=== Begin Enclosure ===

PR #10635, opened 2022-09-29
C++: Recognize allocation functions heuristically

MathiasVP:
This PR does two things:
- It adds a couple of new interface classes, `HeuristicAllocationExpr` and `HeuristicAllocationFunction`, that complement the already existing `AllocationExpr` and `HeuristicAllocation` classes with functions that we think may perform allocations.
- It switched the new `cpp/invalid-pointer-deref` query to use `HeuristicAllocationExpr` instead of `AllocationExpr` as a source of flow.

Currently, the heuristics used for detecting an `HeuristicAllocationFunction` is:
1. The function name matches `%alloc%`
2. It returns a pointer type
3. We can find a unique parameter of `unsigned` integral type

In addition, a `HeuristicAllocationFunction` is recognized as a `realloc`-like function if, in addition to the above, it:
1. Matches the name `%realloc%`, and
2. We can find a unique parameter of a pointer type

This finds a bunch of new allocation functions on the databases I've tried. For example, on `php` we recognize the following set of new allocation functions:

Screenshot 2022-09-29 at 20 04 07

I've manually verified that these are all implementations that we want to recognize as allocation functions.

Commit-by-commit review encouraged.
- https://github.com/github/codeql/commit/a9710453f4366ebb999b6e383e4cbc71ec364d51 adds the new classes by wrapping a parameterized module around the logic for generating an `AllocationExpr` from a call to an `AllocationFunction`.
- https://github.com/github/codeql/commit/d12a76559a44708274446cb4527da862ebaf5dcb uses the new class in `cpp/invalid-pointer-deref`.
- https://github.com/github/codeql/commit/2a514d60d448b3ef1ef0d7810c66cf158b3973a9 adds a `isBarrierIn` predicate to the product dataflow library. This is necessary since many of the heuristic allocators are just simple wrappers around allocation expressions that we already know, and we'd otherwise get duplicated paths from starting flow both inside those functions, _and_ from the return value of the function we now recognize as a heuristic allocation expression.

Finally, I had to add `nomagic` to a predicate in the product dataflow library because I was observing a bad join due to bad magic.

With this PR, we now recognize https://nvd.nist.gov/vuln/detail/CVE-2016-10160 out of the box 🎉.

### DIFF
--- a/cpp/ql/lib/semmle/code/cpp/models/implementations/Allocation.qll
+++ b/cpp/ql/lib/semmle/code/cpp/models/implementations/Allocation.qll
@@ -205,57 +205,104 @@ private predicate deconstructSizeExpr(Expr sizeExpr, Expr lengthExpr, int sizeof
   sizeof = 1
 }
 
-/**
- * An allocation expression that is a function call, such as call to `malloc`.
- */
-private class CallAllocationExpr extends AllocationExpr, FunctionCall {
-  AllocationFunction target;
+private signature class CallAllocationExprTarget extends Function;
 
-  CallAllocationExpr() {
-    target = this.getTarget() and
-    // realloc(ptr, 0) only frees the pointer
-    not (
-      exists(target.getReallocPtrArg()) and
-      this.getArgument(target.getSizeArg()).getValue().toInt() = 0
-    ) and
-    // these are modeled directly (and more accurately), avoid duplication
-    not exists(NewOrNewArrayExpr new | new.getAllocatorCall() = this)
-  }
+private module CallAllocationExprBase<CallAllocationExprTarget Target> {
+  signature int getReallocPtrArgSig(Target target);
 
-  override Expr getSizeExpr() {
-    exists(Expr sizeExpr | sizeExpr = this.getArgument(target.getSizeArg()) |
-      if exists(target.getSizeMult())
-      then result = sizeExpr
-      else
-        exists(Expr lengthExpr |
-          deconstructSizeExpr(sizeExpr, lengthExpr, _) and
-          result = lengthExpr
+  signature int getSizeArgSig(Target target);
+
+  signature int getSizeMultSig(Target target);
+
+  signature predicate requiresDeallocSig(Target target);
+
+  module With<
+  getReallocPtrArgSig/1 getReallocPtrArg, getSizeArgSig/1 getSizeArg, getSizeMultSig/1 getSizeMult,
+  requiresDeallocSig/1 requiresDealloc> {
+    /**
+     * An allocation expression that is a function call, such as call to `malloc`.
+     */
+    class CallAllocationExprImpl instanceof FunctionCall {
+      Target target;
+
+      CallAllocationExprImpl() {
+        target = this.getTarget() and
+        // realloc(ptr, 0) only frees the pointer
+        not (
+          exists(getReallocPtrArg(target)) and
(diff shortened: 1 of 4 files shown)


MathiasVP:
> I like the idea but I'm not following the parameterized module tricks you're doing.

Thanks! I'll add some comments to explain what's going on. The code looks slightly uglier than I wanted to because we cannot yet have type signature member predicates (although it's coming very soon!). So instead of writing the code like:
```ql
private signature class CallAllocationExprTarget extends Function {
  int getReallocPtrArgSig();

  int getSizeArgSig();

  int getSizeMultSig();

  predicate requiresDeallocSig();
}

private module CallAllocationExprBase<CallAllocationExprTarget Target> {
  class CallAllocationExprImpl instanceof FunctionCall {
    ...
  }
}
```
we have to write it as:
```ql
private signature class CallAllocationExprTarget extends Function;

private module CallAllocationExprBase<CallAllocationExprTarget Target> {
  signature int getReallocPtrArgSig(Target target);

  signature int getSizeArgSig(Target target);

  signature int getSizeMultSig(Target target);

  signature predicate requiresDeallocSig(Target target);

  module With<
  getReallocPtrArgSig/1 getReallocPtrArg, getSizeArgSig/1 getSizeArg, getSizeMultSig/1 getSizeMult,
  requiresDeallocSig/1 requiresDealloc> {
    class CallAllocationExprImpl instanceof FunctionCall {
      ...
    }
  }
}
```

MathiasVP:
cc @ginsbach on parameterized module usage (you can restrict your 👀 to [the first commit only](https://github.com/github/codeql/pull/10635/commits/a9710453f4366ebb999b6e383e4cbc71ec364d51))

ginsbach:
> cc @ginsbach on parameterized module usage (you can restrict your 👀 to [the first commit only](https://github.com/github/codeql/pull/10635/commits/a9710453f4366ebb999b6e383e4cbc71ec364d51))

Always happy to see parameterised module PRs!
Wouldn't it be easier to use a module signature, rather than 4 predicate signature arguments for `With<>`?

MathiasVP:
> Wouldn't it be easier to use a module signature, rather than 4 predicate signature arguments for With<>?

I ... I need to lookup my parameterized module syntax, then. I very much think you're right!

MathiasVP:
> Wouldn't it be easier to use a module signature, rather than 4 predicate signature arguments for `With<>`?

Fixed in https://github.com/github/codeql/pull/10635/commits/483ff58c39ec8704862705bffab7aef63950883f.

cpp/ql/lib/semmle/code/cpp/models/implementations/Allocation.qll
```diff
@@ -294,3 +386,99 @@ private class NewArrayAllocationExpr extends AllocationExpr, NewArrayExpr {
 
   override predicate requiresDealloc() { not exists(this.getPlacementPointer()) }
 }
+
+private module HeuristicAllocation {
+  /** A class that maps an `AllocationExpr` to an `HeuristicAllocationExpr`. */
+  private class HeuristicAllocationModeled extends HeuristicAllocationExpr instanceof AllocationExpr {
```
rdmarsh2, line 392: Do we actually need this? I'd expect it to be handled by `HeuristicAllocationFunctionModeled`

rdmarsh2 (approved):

=== End Enclosure ===

▸ **Work instruction**
How many of the lines in the data above carry the word "exists"? Say the number and nothing else.

▸ **Written response**
7